PR #500, opened 2020-10-08
feat(blockdevicefilter): add filter for empty block device tag label value

AJEETRAI707:
This PR adds a filter that does not select
BD that has empty block device tag value.
Ref: https://github.com/openebs/openebs/discussions/3139

Signed-off-by: ajeetrai707 <ajeetrai707@gmail.com>

## Pull Request template

**What this PR does?**:

**Checklist:**
- [ ] Fixes #<issue number>
- [x] Commit has unit tests

### DIFF
--- a/pkg/select/blockdevice/filters.go
+++ b/pkg/select/blockdevice/filters.go
@@ -265,13 +265,32 @@ func filterNodeName(originalBD *apis.BlockDeviceList, spec *apis.DeviceClaimSpec
 // already been filtered by the given selector.
 func filterBlockDeviceTag(originalBD *apis.BlockDeviceList, spec *apis.DeviceClaimSpec) *apis.BlockDeviceList {
 
+	/// remove BDs with empty tag in all cases
+	emptyTagFilteredBDList := &apis.BlockDeviceList{
+		TypeMeta: metav1.TypeMeta{
+			Kind:       "BlockDevice",
+			APIVersion: "openebs.io/v1alpha1",
+		},
+	}
+	// This is given as a separate filter loop that works in all cases, irrespective of whether the user
+	// has specified the the label selector in the BDC or not.
+	for _, bd := range originalBD.Items {
+		// if the tag label value is empty then the BD should not be selected
+		if val, ok := bd.Labels[kubernetes.BlockDeviceTagLabel]; ok {
+			if len(strings.TrimSpace(val)) == 0 {
+				continue
+			}
+		}
+		emptyTagFilteredBDList.Items = append(emptyTagFilteredBDList.Items, bd)
+	}
+
 	// if the block-device-tag label was already included in the selector
 	// given in the BDC by the user, then this filter is not required. This
 	// is because it would have already performed the filter operation with the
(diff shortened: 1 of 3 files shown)


pkg/select/blockdevice/filters.go
```diff
@@ -26,6 +26,7 @@ import (
 	"k8s.io/apimachinery/pkg/labels"
 	"k8s.io/apimachinery/pkg/selection"
 	"k8s.io/klog"
+	"strings"
```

## [WHAT NEEDS TO BE DONE]
In the answer, each entry from the listing must be transcribed exactly.

## [RESPONSE TO THE EXERCISE]
PR #500, opened 2020-10-08
feat(blockdevicefilter): add filter for empty block device tag label value

AJEETRAI707:
This PR adds a filter that does not select
BD that has empty block device tag value.
Ref: https://github.com/openebs/openebs/discussions/3139

Signed-off-by: ajeetrai707 <ajeetrai707@gmail.com>

## Pull Request template

**What this PR does?**:

**Checklist:**
- [ ] Fixes #<issue number>
- [x] Commit has unit tests

### DIFF
--- a/pkg/select/blockdevice/filters.go
+++ b/pkg/select/blockdevice/filters.go
@@ -265,13 +265,32 @@ func filterNodeName(originalBD *apis.BlockDeviceList, spec *apis.DeviceClaimSpec
 // already been filtered by the given selector.
 func filterBlockDeviceTag(originalBD *apis.BlockDeviceList, spec *apis.DeviceClaimSpec) *apis.BlockDeviceList {
 
+	/// remove BDs with empty tag in all cases
+	emptyTagFilteredBDList := &apis.BlockDeviceList{
+		TypeMeta: metav1.TypeMeta{
+			Kind:       "BlockDevice",
+			APIVersion: "openebs.io/v1alpha1",
+		},
+	}
+	// This is given as a separate filter loop that works in all cases, irrespective of whether the user
+	// has specified the the label selector in the BDC or not.
+	for _, bd := range originalBD.Items {
+		// if the tag label value is empty then the BD should not be selected
+		if val, ok := bd.Labels[kubernetes.BlockDeviceTagLabel]; ok {
+			if len(strings.TrimSpace(val)) == 0 {
+				continue
+			}
+		}
+		emptyTagFilteredBDList.Items = append(emptyTagFilteredBDList.Items, bd)
+	}
+
 	// if the block-device-tag label was already included in the selector
 	// given in the BDC by the user, then this filter is not required. This
 	// is because it would have already performed the filter operation with the
(diff shortened: 1 of 3 files shown)


pkg/select/blockdevice/filters.go
```diff
@@ -26,6 +26,7 @@ import (
 	"k8s.io/apimachinery/pkg/labels"
 	"k8s.io/apimachinery/pkg/selection"
 	"k8s.io/klog"
+	"strings"
```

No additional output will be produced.